Recursive Regular Expressions

madars · on Dec 14, 2009

Shouldn't

    my $regex = qr/0(??{$regex})*1/; # (1)

rather be

    my $regex = qr/0(??{$regex})?1/; # (2)

? Otherwise it matches many other strings (e.g. 001011) in addition to 0^n 1^n; you actually want it to match zero or one times instead of zero or more. Unfortunately the explaination why (1) works is a bit faulty.

I didn't know recursive regexes before, thanks for the article.

pkrumins · on Dec 14, 2009

You're right! I just fixed this serious error in the article and updated the explanation. Thanks!

I was thinking about ? but wrote it down as * without realizing that * may insert several $regex$regex... thus breaking the regex.

tshaddox · on Dec 14, 2009

To sum it all up: most "regular expression" implementations are actually powerful enough to describe context-free grammars, which are essentially regular expressions mixed with balanced parentheses. The fact that the author manages to never use the term "context-free grammar" leads me to believe he's unduly surprised at his discovery.

pkrumins · on Dec 14, 2009

Well said. I will include this in the article. Couldn't figure out how to say it well before because they are still not equivalent to context-free languages, they are just sometimes powerful enough to describe some of the context-free languages. Therefore I didn't include it. I think only the regex implementations with recursion are context-free. Others are not, therefore I wouldn't say "most" of them are.

You're right that I was surprised because I hadn't heard of recursive regular expressions in Perl before.
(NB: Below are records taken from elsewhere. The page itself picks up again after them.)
PR #150, opened 2018-12-28
Add priority queues and re-route normal flow to medium queue

Qubad786:


instance_config.yaml
```diff
@@ -96,7 +96,9 @@ veda_token_url:
 # ---
 celery_app_name:
 # can do multiple queues like so: foo,bar,baz
-celery_worker_queue:
+celery_worker_high_queue:
```
schenedx: Can you comment on this line to say this queue is not being used and will be used when we wire up the functionality from studio?

Qubad786: sure.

Update: I just remembered that extended regular expressions can even recognize recursive languages. Here is a regex that decides if the number is a prime:

     perl -lne '(1x$_) !~ /^1?$|^(11+?)\1+$/ && print "$_ is prime"'

This goes beyond context-free, therefore I couldn't just say "context-free" carelessly in the article.
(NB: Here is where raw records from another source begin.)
PR #155, opened 2019-05-29
Azarembok/veda heal

azarembok:
This PR enables the veda heal tool (including very simple UI accessible from the /heal URL) and support within the delivery worker.  Changes here include those made by other developers that had not been merged, plus some minor fixes from me.

### DIFF
--- a/control/veda_heal.py
+++ b/control/veda_heal.py
@@ -19,7 +19,6 @@ from django.utils.timezone import utc
 from VEDA_OS01.models import Encode, URL, Video
 from VEDA_OS01.utils import VAL_TRANSCRIPT_STATUS_MAP
 
-import celeryapp
 from control_env import WORK_DIRECTORY, HEAL_START, HEAL_END
 from veda_encode import VedaEncode
 from veda_val import VALAPICall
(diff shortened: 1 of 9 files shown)


azarembok:
@fysheets please hold off on reviewing for now, I will need some time to work out the build issues.

azarembok:
@fysheets the build/test issues look sorted out, you can review this when you get a chance.  I'll squash my commits before merging.

control/veda_heal.py
```diff
@@ -106,18 +105,20 @@ def send_encodes(self):
                 veda_id = v.edx_id
                 encode_profile = encode
                 job_id = uuid.uuid1().hex[0:10]
-                task_result = celeryapp.worker_task_fire.apply_async(
-                    (veda_id, encode_profile, job_id),
-                    queue=self.auth_dict['celery_worker_medium_queue'].strip(),
-                    connect_timeout=3
-                )
+                # TODO: Commenting this out temporarily.  The worker_task_fire task
```
fysheets: For the official record, why did this need to be commented out / what was breaking with it included?

templates/heal.html
```diff
@@ -0,0 +1,20 @@
+<!DOCTYPE html>
```
fysheets: This shouldn't be too hard to make prettier :)

control/veda_heal.py
azarembok: We had a circular dependency between veda_heal.py and celeryapp.py (both were importing each other), and this was causing errors when a 3rd module tried to import veda_heal.  To remove the dependency on celeryapp I removed the call above.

tshaddox · on Dec 15, 2009

Technically, a CFG is the intersection of an n-balanced parentheses language and a regular language. Therefore, any regular language can be described by a CFG (but obviously not vice-versa).

I am completely unfamiliar with Perl and its regular expressions, but from your article and this comment I get the impression that they are Turing-complete, which would mean they're capable of describing any formal language as well as doing any "doable" computation. Is that correct?

pkrumins · on Dec 17, 2009

Just found this comment.

I am not exactly sure if they are Turing-complete. The code in (??{code}) can be anything, so I guess, they are.

haberman · on Dec 14, 2009

This is incorrect. What is being described is closer to PEGs. A parser for context-free grammars will correctly handle ambiguity between alternatives, whereas a PEG (and modern regex engines) will just try all of the alternatives and choose the first one that matches.

andreyf · on Dec 14, 2009

Allison Randal, the chief architect of the Parrot virtual machine (that Perl 6 runs on) has one of the most under-rated views regarding this --

There's an odd misconception in the computing world that writing compilers is hard. This view is fueled by the fact that people don't write compilers very often. People used to think writing CGI code was hard. Well, it is hard, if you do it in C without any tools. I don't know anyone who writes CGI code in C anymore. If we wrote compilers as often as we write shopping carts, or web forums, or wikis, there would be just as many tools available to make the job easy. (And just like web tools, only 10% of them would be worth using. That's evolution in action.)

—Allison Randal, "Parrot Compiler Tools"

Source: http://www.lohutok.net/

pkrumins · on Dec 14, 2009

Completely true. In fact nothing is hard in the computing world. Everything is doable. And if someone says it's not doable, they are not trying hard enough.

scott_s · on Dec 14, 2009

Write a program that determines whether or not any arbitrary program goes into an infinite loop.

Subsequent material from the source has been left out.